(Collected data entries)
Issue #1218, opened 2024-07-29
Drop pod client freeze


Dethdeath:
Originally reported by Equinaux in #bug-report. Whoever is in a drop pod will experience a client freeze if their pod is shot at by a wall turret or spitfire turret.
See video:

https://github.com/user-attachments/assets/d47aa76e-21ca-4d89-b8d7-8f963614151d

Fate-JH:
Low-effort prognosis: the drop pod is deleted from the client before the occupant gets to disembark, resulting in, naturally, the occupant being deleted too.  With the POV entity lost, the game doesn't know what region of the portal system it should display anymore and it culls out the world.  Also, the client softlocks, because it lost its POV entity.

Fate-JH:
I've never been certain whether the player is "deleted" or if it is merely lost forever in the game's memory when its parent entity loses the reference to it before truning over control.  It'd be more or less the same thing.

Fate-JH:
Boom.
``[ERROR] n.p.a.session.support.SessionData - AIDamage/Target: [player] has an invalid reference to thing with [droppod guid] in zone [name id]``

PR #1231, opened 2024-08-27
Vehicle Gating, Again

Fate-JH:
Attempting to change zones in a vehicle, e.g., a drop pod, caused a client crash because the client attempted to create an unmounted player without legs.  The lack of unmounted detailed placement data is an invalid condition.  This issue is not affecting Live as it was only introduced in #1226 and that has not yet been pushed to the server.  The circumstances of this problem were a line that had been dragged and dropped.  The line was undoing an assignment that had _just_ been changed to run a command that would be different if the field was set; the drag accidentally dropped the undo right after the assignment and then ran the command.

This has actually been an issue for me since I have started using my current mouse, where attempts to click something are interpreted  as an attempt to drag and has left me scrambling, on more than one occasion, to hit a "cancel" button before half the server's files drop themselves into the wrong directory.


Fate-JH:
Now I can actually test #1218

**Exercise prompt**
Look through the entries above. Copy each line in which the string "invalid" occurs.

**Response box**
``[ERROR] n.p.a.session.support.SessionData - AIDamage/Target: [player] has an invalid reference to thing with [droppod guid] in zone [name id]``
Attempting to change zones in a vehicle, e.g., a drop pod, caused a client crash because the client attempted to create an unmounted player without legs.  The lack of unmounted detailed placement data is an invalid condition.  This issue is not affecting Live as it was only introduced in #1226 and that has not yet been pushed to the server.  The circumstances of this problem were a line that had been dragged and dropped.  The line was undoing an assignment that had _just_ been changed to run a command that would be different if the field was set; the drag accidentally dropped the undo right after the assignment and then ran the command.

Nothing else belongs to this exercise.